** How to complete this task **
Count every line in the data below where "tasks" occurs, then state that number and nothing more.

━━━━━ Material supplied ━━━━━

PR #73749, opened 2024-07-03
chore(slack): Use Slack SDK Client to Open View for Archive/Resolved

iamrajjoshi:
Using Slack SDK Client to show view when you click Archive/Resolved on a Sentry Issue in Slack. (`SDK-2.16` & `SDK-2.17`)


src/sentry/integrations/slack/webhooks/action.py
```diff
@@ -399,32 +400,49 @@ def open_resolve_dialog(self, slack_request: SlackActionRequest, group: Group) -
...
-                extra={
-                    "error": str(e),
-                    "organization_id": org.id,
-                    "integration_id": slack_request.integration.id,
+        if features.has("organizations:slack-sdk-action-view-open", group.project.organization):
+            slack_client = SlackSdkClient(integration_id=slack_request.integration.id)
+            try:
+                slack_client.views_open(
+                    trigger_id=slack_request.data["trigger_id"],
+                    view=modal_payload,
```
cathteng, line 410: any chance we can make `modal_payload` into a `View` from `slack_sdk`? `views_open` converts the `View` back into a dict but it would be good to verify the payload

src/sentry/integrations/slack/webhooks/action.py
```diff
@@ -337,7 +338,51 @@ def build_resolve_modal_payload(self, callback_id):
...
+                        "type": "plain_text",
+                        "text": text,
+                        "emoji": True,
+                    },
+                    "value": value,
+                }
+            )
+
+        return View(
+            **{
```
RyanSkonnord, line 356: Rather than format this with `**`, could we do
```python
View(
    type="modal",
    title=...
)
```
?

If for some reason this is preferable, we can cut down on indentation by extracting the dict such as
```python
kwargs = {
    "type": "modal",
    ...
}
return View(**kwargs)
```

src/sentry/integrations/slack/webhooks/action.py
```diff
@@ -337,7 +338,51 @@ def build_resolve_modal_payload(self, callback_id):
...
+            formatted_resolve_options.append(
+                {
+                    "text": {
+                        "type": "plain_text",
+                        "text": text,
+                        "emoji": True,
+                    },
+                    "value": value,
+                }
+            )
```
RyanSkonnord, line 353: Consider rewriting with a comprehension:

```suggestion
        formatted_resolve_options = [
            {
                "text": {
                    "type": "plain_text",
                    "text": text,
                    "emoji": True,
                },
                "value": value,
            }
            for text, value in RESOLVE_OPTIONS.items()
        ]
```

src/sentry/integrations/slack/webhooks/action.py
```diff
@@ -382,6 +427,53 @@ def build_archive_modal_payload(self, callback_id):
             "callback_id": callback_id,
         }
 
+    def build_archive_modal_payload(self, callback_id) -> View:
```
RyanSkonnord, line 430: Let's look for ways to reduce code duplicated from `build_resolve_modal_payload`. Maybe we can extract a few helper functions.

src/sentry/integrations/slack/webhooks/action.py
```diff
@@ -399,32 +491,50 @@ def open_resolve_dialog(self, slack_request: SlackActionRequest, group: Group) -
...
+            except ApiError as e:
+                logger.exception(
+                    "slack.action.response-error",
+                    extra={
+                        "error": str(e),
+                        "organization_id": org.id,
+                        "integration_id": slack_request.integration.id,
+                        "trigger_id": slack_request.data["trigger_id"],
+                        "dialog": "resolve",
+                    },
```
RyanSkonnord, line 536: We should reduce some of the duplication between the two `except` blocks if we can. The common elements of `extra` could be extracted into a local variable before entering the if-else block (I think we're doing this elsewhere with variables named `logger_params`).

If we want to add an extra `"error"` value in the `ApiError` case, an easy way to write it is `dict(error=str(e), **logger_params)`.

Also, is there a particular reason we're capturing `str(e)` here but not from the `SlackApiError`? Does the `SlackApiError` not come with a meaningful message? Or are they too verbose? (If it's that thing where they include an entire stack trace jammed into the message field, maybe we could trim from the first line break like we're doing elsewhere. And also maybe create a centralized utility for that sort of thing, if we're doing it a lot.)

iamrajjoshi: This logic will eventually be deleted so I am not really changing much here.

iamrajjoshi: logger.exception should automatically grab the exception for us.

RyanSkonnord: Okay.

src/sentry/integrations/slack/webhooks/action.py
```diff
@@ -382,6 +383,78 @@ def build_archive_modal_payload(self, callback_id):
...
+
+    def build_archive_modal_payload(self, callback_id: str) -> View:
+        return self.build_modal_payload(
+            title="Archive",
+            action_text="Archive",
+            options=ARCHIVE_OPTIONS,
+            initial_option_text="Until escalating",
+            initial_option_value="ignored:archived_until_escalating",
+            callback_id=callback_id,
+        )
```
RyanSkonnord, line 456: Nice!

src/sentry/integrations/slack/webhooks/action.py
```diff
@@ -382,6 +383,78 @@ def build_archive_modal_payload(self, callback_id):
             "callback_id": callback_id,
         }
 
+    def build_format_options(self, options: dict[str, str]) -> list[dict[str, dict[str, str]]]:
```
RyanSkonnord, line 386: The return type hint should be `list[dict[str, Any]]`, I think. (The dict at `"text"` has a `bool` as one of its values, and `"value"` maps to a `str` rather than a `dict`.)

RyanSkonnord (approved):
LGTM, just one small note about type hints.

PR #73750, opened 2024-07-03
fix(icon-audit): remove unused icons

doralchan:
**Removed:**

IconFrozen - Was never used for frozen frames after all (Not added to stack trace)
IconOption - Was never used for search after all (Not added for a keyboard shortcut)
IconRobot - Was never used for LLM monitoring after all (Not added as a primary sidebar item)


colin-sentry (approved):
I'll miss you, mister robot.

PR #73760, opened 2024-07-03
fix(similarity): Call seer delete record before hash deletion

jangjodi:
Before:
- Call to delete seer records was only called [here](https://github.com/getsentry/sentry/pull/new/jodi/fix-delete-records-by-hash), however hashes corresponding to these groups are already deleted [here](https://github.com/getsentry/sentry/compare/jodi/fix-delete-records-by-hash?expand=1#diff-c6570c132b6f37f9f29502555693ca55c2440059eda7edc4bce455ddf607bdc1L49) if called by the group deletion endpoint
- This only worked for cases where group deletion was called from elsewhere

Now:
- Call delete seer records before we delete the hashes in the group deletion endpoint

### DIFF
--- a/src/sentry/tasks/delete_seer_grouping_records.py
+++ b/src/sentry/tasks/delete_seer_grouping_records.py
@@ -58,7 +58,8 @@ def call_delete_seer_grouping_records_by_hash(
             "calling seer record deletion by hash",
             extra={"project_id": project.id, "hashes": group_hashes},
         )
-        delete_seer_grouping_records_by_hash.apply_async(args=[project.id, group_hashes, 0])
+        if group_hashes:
+            delete_seer_grouping_records_by_hash.apply_async(args=[project.id, group_hashes, 0])
 
 
 @instrumented_task(
--- a/tests/sentry/api/helpers/test_group_index.py
+++ b/tests/sentry/api/helpers/test_group_index.py
@@ -5,6 +5,7 @@ import pytest
 from django.http import QueryDict
 
 from sentry.api.helpers.group_index import update_groups, validate_search_filter_permissions
+from sentry.api.helpers.group_index.delete import delete_groups
 from sentry.api.helpers.group_index.update import (
     handle_assigned_to,
     handle_has_seen,
@@ -18,6 +19,7 @@ from sentry.models.activity import Activity
 from sentry.models.group import Group, GroupStatus
 from sentry.models.groupassignee import GroupAssignee
 from sentry.models.groupbookmark import GroupBookmark
+from sentry.models.grouphash import GroupHash
 from sentry.models.groupinbox import GroupInbox, GroupInboxReason, add_group_to_inbox
 from sentry.models.groupseen import GroupSeen
 from sentry.models.groupshare import GroupShare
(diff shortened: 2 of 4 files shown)


src/sentry/tasks/delete_seer_grouping_records.py
```diff
@@ -58,7 +58,8 @@ def call_delete_seer_grouping_records_by_hash(
             "calling seer record deletion by hash",
             extra={"project_id": project.id, "hashes": group_hashes},
         )
-        delete_seer_grouping_records_by_hash.apply_async(args=[project.id, group_hashes, 0])
+        if group_hashes:
+            delete_seer_grouping_records_by_hash.apply_async(args=[project.id, group_hashes, 0])
```
lobsterkatie, line 62: Just curious: in what scenario would there ever not be hashes?

tests/sentry/api/helpers/test_group_index.py
```diff
@@ -1055,3 +1057,61 @@ def test_user_in_reassigned_team(self):
...
+            len(GroupHash.objects.filter(project_id=self.project.id, group_id__in=group_ids).all())
+            == 0
+        )
+        assert (
+            len(GroupInbox.objects.filter(project_id=self.project.id, group_id__in=group_ids).all())
+            == 0
+        )
+        assert send_robust.called
+
+    @with_feature("projects:similarity-embeddings-delete-by-hash")
```
lobsterkatie, line 1088: What's the thinking behind making this a separate flag (rather than relying on the similar issues flag, for example)?

tests/sentry/api/helpers/test_group_index.py
```diff
@@ -1055,3 +1057,61 @@ def test_user_in_reassigned_team(self):
...
+        )
+        assert (
+            len(GroupInbox.objects.filter(project_id=self.project.id, group_id__in=group_ids).all())
+            == 0
+        )
+        assert send_robust.called
+        mock_logger.info.assert_called_with(
+            "calling seer record deletion by hash",
+            extra={"project_id": self.project.id, "hashes": hashes},
+        )
```
lobsterkatie, line 1117: In addition to asserting on the logger, it might be be worthwhile to assert on the task being called.

lobsterkatie (approved):
LGTM!

src/sentry/tasks/delete_seer_grouping_records.py
jangjodi: this shouldn't happen anymore, and I'll remove this check once I confirm that the log above never shows no hashes

tests/sentry/api/helpers/test_group_index.py
jangjodi: I wanted to be able to test this separately first

tests/sentry/api/helpers/test_group_index.py
jangjodi: thanks! I'll follow up with this after just because I want to get this deployed faster

jangjodi: just followed up [here](https://github.com/getsentry/sentry/pull/73790)!

PR #73763, opened 2024-07-03
feat(replays): Add tooltip to replay timeline gaps

c298lee:
Adds tooltip to the timeline gap. Also prevents you from clicking on the timeline when there are gaps (only applies to timeline not scrubber)

image

### DIFF
--- a/static/app/components/replays/breadcrumbs/replayTimeline.tsx
+++ b/static/app/components/replays/breadcrumbs/replayTimeline.tsx
@@ -68,13 +68,13 @@ export default function ReplayTimeline() {
       >
         <MinorGridlines durationMs={durationMs} width={width} />
         <MajorGridlines durationMs={durationMs} width={width} />
+        <TimelineScrubber />
         <TimelineGaps
           durationMs={durationMs}
           frames={appFrames}
           totalFrames={chapterFrames.length}
           width={width}
         />
-        <TimelineScrubber />
         <TimelineEventsContainer>
           <ReplayTimelineEvents
             durationMs={durationMs}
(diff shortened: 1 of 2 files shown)


static/app/components/replays/breadcrumbs/replayTimeline.tsx
```diff
@@ -68,13 +68,13 @@ export default function ReplayTimeline() {
       >
         <MinorGridlines durationMs={durationMs} width={width} />
         <MajorGridlines durationMs={durationMs} width={width} />
+        <TimelineScrubber />
         <TimelineGaps
           durationMs={durationMs}
           frames={appFrames}
           totalFrames={chapterFrames.length}
           width={width}
         />
```
ryan953, line 77: This this re-ordering, just want to confirm that the Timeline can still be clicked on to jump to a specific timestamp? 

Can't click on the spots where the gray box is rendered, those eat clicks. But where no gray box is rendered clicks should still get handled by the TimelineScrubber

c298lee: Yes!

static/app/components/replays/breadcrumbs/timelineGaps.tsx
```diff
@@ -64,15 +66,23 @@ export default function TimelineGaps({durationMs, frames, totalFrames, width}: P
...
+const Column = styled(Timeline.Col)<{column: number}>`
   grid-column: ${p => p.column};
-  background: ${p => p.theme.gray400};
   line-height: 14px;
+`;
+
+const Gap = styled('span')`
+  background: ${p => p.theme.gray400};
   opacity: 16%;
+  height: 20px;
```
ryan953, line 87: this might work with `height: 100%` but i'm not sure, haven't gone to check.

ryan953 (approved):
Tooltips! looks good, come comments to explore or iterate on later, nbd either way.

static/app/components/replays/breadcrumbs/timelineGaps.tsx
c298lee: it does not :(

PR #73764, opened 2024-07-03
feat(insights): add hook for insights upsell page

DominikB2014:
Adds the hook for the insights upsell page and exports a few items that will be used in https://github.com/getsentry/getsentry/pull/14519

As https://github.com/getsentry/getsentry/pull/14519 is not merged, the upsell page won't work and no visual changes will occur as a result of this PR only. But we need to merge this one in first so that getsentry can consume it.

━━━━━

** Exercise result **
4